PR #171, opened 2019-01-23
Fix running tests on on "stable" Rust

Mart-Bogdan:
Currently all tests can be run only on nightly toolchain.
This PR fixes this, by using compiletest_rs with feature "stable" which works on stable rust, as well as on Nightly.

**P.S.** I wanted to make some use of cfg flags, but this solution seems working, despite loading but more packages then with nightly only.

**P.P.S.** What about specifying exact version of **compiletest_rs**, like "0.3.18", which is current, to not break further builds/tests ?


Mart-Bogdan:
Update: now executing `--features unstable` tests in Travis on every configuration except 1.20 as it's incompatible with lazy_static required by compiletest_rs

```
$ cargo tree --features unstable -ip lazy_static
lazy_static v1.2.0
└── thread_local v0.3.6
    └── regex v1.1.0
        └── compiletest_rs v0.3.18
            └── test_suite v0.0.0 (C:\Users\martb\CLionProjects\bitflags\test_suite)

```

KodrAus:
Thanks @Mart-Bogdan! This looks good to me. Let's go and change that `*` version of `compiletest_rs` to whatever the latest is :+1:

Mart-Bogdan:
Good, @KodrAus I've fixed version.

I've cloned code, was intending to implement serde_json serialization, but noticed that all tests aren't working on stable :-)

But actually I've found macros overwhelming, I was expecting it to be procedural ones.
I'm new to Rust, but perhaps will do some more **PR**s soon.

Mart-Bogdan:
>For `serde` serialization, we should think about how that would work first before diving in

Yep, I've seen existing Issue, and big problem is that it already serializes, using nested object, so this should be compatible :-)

══════════════════════════════

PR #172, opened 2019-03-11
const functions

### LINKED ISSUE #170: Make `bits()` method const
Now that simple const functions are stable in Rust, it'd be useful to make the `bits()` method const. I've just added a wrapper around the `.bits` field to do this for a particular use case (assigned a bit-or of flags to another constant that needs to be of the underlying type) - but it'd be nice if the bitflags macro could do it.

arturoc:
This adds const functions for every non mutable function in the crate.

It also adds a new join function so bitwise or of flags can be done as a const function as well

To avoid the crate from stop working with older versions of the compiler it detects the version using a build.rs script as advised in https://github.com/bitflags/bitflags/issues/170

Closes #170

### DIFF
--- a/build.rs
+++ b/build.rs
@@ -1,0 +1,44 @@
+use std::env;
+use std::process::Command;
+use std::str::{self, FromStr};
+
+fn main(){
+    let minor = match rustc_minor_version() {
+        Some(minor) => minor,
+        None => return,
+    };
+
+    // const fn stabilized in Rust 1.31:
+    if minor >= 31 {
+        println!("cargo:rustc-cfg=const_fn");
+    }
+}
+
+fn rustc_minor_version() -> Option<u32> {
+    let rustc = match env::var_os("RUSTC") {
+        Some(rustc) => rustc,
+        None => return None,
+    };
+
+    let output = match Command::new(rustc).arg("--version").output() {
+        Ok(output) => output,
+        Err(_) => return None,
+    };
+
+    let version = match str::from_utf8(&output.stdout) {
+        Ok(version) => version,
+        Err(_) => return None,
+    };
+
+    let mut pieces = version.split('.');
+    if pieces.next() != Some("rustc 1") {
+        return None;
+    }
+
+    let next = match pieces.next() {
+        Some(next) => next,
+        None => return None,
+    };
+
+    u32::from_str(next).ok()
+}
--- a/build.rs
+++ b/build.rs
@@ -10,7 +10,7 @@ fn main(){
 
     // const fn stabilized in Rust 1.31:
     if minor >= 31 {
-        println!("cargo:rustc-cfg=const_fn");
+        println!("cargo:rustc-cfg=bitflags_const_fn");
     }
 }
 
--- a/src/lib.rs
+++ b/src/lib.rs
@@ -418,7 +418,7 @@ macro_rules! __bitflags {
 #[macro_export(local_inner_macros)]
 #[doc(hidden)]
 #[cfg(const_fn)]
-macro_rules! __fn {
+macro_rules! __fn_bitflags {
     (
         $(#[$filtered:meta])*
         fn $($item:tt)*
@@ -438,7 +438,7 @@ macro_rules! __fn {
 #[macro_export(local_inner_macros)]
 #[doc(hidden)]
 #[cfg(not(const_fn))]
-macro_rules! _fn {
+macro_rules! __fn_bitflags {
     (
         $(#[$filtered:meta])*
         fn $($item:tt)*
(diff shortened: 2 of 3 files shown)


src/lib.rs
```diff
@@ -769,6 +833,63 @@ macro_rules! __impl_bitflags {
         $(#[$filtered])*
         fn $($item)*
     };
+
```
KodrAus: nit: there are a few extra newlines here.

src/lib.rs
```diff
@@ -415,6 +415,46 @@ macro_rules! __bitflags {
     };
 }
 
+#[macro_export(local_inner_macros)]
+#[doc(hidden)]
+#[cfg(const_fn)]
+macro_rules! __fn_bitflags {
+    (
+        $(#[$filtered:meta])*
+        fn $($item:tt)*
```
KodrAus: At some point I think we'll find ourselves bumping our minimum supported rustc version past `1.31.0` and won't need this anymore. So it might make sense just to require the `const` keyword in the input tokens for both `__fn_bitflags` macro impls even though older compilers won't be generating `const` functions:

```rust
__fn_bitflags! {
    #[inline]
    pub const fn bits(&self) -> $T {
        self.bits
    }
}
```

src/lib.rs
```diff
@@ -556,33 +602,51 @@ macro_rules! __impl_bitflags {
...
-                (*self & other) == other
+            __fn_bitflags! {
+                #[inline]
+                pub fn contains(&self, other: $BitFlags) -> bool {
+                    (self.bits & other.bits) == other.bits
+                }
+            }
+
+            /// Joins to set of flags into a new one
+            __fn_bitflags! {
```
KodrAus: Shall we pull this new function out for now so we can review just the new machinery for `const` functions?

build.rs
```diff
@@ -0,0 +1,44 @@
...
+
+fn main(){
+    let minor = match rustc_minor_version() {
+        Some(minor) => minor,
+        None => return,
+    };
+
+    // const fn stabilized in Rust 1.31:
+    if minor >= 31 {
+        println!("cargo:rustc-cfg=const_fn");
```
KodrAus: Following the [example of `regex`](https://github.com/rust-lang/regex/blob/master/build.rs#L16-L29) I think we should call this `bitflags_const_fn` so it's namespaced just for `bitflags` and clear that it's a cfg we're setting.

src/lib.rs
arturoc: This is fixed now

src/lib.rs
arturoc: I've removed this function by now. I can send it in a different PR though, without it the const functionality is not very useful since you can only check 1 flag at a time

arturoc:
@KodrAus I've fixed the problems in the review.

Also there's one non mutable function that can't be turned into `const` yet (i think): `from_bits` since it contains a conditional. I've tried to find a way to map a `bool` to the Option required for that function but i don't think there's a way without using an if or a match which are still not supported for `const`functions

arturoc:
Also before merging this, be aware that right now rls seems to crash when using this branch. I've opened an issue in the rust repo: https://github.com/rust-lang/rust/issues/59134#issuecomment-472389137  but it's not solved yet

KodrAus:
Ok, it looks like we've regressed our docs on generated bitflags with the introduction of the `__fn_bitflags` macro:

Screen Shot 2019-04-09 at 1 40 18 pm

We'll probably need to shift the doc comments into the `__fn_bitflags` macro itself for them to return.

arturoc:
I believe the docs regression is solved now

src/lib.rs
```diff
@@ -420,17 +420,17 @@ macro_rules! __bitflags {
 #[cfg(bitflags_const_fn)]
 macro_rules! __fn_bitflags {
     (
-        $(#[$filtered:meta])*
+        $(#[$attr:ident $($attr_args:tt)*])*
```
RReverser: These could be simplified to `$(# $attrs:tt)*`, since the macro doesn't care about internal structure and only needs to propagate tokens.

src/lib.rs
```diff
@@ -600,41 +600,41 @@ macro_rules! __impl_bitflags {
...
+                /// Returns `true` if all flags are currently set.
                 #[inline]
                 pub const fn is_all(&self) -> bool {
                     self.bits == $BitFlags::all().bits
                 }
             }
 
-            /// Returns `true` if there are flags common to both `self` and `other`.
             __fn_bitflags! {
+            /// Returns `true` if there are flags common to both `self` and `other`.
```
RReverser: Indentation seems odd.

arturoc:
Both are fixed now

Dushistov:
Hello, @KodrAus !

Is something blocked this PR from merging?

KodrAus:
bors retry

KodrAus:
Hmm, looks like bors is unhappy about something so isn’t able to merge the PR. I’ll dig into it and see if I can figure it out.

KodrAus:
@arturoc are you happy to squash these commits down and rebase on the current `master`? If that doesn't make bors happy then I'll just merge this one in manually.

══════════════════════════════

> _What this task involves_: Within the entries, find all lines that contain "docs" and copy each one.

> _Response to the task_:
Ok, it looks like we've regressed our docs on generated bitflags with the introduction of the `__fn_bitflags` macro:
I believe the docs regression is solved now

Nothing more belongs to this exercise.